→ Required work
Your task is to set down the records below again, exactly.
Material provided Block Start
PR #2651, opened 2022-09-20
ramips-mt7621: add Ubiquiti UniFi Switch Flex

herbetom:
Currently [`poemgr`](https://github.com/blocktrron/poemgr) is included but not enabled. I kinda  think it would be a sensible default to enable it as well as poe on all ports. Or if there would be a Config Mode Page to enable those ports.

  - [ ] Web interface
  - [ ] TFTP
  - [ ] Other: <specify>
- Wired network
- LED mapping
  - Power/system LED
  - Radio LEDs
    - [ ] Should show activity
  - Switch port LEDs
- Outdoor devices only:

### DIFF
--- a/docs/user/supported_devices.rst
+++ b/docs/user/supported_devices.rst
@@ -355,6 +355,7 @@ ramips-mt7621
   - EdgeRouter X
   - EdgeRouter X-SFP
   - UniFi 6 Lite
+  - UniFi Switch Flex
 
 * ZBT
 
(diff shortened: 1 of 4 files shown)


blocktrron:
I think we can reopen that as soon as the checklist has been finished.

Djfe:
If anyone ever decides to implement this switch officially for Gluon, they might want to look into replacing uboot with a variant that supports both cpu cores. If it actually uses an MT7621AT, then Ubiquiti (accidentally?) limited it to one core (Like the MT7621ST) by building uboot without dual core support (`RALINK_DUAL_CORE_FUN=y`):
Material provided Block End
→ Written response
PR #2651, opened 2022-09-20
ramips-mt7621: add Ubiquiti UniFi Switch Flex

herbetom:
Currently [`poemgr`](https://github.com/blocktrron/poemgr) is included but not enabled. I kinda  think it would be a sensible default to enable it as well as poe on all ports. Or if there would be a Config Mode Page to enable those ports.

  - [ ] Web interface
  - [ ] TFTP
  - [ ] Other: <specify>
- Wired network
- LED mapping
  - Power/system LED
  - Radio LEDs
    - [ ] Should show activity
  - Switch port LEDs
- Outdoor devices only:

### DIFF
--- a/docs/user/supported_devices.rst
+++ b/docs/user/supported_devices.rst
@@ -355,6 +355,7 @@ ramips-mt7621
   - EdgeRouter X
   - EdgeRouter X-SFP
   - UniFi 6 Lite
+  - UniFi Switch Flex
 
 * ZBT
 
(diff shortened: 1 of 4 files shown)


blocktrron:
I think we can reopen that as soon as the checklist has been finished.

Djfe:
If anyone ever decides to implement this switch officially for Gluon, they might want to look into replacing uboot with a variant that supports both cpu cores. If it actually uses an MT7621AT, then Ubiquiti (accidentally?) limited it to one core (Like the MT7621ST) by building uboot without dual core support (`RALINK_DUAL_CORE_FUN=y`):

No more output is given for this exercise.